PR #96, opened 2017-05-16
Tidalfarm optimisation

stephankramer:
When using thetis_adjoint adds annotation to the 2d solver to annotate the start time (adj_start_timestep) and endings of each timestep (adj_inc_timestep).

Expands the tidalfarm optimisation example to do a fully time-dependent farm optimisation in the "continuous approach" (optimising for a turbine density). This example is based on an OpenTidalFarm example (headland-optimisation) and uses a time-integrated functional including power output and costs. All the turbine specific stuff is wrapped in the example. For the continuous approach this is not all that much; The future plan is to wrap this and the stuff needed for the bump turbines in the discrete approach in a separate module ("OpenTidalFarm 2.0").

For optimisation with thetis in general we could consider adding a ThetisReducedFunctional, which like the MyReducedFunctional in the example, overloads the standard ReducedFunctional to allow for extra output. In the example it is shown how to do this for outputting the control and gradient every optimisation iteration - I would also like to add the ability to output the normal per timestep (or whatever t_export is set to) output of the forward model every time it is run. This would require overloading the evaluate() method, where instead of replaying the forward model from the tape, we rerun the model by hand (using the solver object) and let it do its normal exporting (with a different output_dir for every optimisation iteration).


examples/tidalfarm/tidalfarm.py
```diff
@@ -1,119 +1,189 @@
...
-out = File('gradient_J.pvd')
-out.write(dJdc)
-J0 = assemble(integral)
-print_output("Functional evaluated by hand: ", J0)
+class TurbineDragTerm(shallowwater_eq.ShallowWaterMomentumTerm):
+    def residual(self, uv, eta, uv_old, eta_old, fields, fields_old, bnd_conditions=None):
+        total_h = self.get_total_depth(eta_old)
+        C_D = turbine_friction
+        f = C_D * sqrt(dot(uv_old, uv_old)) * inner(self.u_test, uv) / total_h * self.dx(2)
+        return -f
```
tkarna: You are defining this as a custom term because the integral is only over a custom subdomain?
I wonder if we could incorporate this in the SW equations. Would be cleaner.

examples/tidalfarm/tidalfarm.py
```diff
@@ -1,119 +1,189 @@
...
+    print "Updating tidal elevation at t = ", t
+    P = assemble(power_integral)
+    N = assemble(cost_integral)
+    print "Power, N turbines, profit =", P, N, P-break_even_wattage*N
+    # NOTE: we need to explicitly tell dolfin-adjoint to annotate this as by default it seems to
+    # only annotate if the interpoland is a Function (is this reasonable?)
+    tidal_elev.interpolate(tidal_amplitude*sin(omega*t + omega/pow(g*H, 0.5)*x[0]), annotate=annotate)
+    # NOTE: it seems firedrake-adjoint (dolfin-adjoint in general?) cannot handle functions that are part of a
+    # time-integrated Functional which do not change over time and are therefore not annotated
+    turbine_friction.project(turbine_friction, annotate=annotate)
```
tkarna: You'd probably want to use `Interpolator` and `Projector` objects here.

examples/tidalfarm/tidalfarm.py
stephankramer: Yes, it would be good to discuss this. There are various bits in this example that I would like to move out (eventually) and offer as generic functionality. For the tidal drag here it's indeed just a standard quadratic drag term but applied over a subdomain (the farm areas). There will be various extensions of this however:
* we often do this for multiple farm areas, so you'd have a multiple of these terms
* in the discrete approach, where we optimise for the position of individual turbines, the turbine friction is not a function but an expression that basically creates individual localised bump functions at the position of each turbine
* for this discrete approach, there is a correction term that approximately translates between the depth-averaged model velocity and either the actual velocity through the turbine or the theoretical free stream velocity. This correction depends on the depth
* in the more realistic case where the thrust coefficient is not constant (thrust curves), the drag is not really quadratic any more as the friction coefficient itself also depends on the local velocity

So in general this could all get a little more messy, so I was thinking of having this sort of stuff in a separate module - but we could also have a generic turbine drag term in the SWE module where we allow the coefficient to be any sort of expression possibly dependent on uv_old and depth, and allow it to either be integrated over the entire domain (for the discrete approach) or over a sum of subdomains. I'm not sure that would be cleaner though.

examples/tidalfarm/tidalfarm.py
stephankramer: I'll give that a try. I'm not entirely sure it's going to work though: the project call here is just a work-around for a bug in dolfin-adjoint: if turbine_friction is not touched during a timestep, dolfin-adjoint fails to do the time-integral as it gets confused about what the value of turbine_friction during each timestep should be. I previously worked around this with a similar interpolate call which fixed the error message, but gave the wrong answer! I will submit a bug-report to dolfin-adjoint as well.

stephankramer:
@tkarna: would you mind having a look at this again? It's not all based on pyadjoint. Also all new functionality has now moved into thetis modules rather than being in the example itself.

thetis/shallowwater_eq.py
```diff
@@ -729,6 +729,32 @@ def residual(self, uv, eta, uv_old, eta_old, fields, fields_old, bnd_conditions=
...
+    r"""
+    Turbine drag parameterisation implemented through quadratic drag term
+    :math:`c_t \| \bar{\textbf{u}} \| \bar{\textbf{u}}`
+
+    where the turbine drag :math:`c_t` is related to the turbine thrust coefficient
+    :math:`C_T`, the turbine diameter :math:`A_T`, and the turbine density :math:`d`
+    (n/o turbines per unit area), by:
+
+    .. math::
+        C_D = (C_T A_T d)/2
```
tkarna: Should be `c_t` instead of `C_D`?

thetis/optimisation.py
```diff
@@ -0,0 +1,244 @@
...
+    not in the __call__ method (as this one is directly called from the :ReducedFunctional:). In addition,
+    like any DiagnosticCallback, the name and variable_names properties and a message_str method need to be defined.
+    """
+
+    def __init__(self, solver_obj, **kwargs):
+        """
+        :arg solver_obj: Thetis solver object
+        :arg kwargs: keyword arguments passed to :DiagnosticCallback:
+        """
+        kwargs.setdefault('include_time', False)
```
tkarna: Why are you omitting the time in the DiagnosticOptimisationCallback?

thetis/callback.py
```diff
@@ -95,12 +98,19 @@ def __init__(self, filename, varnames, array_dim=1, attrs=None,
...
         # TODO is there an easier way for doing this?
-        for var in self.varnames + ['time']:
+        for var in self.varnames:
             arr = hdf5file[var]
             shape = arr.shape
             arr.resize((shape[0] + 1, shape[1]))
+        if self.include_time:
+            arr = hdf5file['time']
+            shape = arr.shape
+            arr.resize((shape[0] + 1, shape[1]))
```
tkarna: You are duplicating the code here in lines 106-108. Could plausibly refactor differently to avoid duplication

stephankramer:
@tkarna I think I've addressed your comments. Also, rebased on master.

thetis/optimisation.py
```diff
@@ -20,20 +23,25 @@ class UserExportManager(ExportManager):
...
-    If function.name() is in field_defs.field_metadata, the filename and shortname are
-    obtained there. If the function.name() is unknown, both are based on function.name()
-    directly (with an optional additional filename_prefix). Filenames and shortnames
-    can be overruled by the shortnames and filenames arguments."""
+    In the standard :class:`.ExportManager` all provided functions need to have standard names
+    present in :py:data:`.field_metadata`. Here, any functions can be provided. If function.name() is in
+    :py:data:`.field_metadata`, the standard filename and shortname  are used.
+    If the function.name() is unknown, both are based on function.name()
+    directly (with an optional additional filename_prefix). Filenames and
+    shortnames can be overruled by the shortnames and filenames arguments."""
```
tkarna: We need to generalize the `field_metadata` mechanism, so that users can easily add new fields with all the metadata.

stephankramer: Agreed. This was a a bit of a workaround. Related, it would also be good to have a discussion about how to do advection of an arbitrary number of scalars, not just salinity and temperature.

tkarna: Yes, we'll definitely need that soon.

== Exercise ==
Please copy each line from the material above in which the string "seems" appears.

== Answer section ==
+    # NOTE: we need to explicitly tell dolfin-adjoint to annotate this as by default it seems to
+    # NOTE: it seems firedrake-adjoint (dolfin-adjoint in general?) cannot handle functions that are part of a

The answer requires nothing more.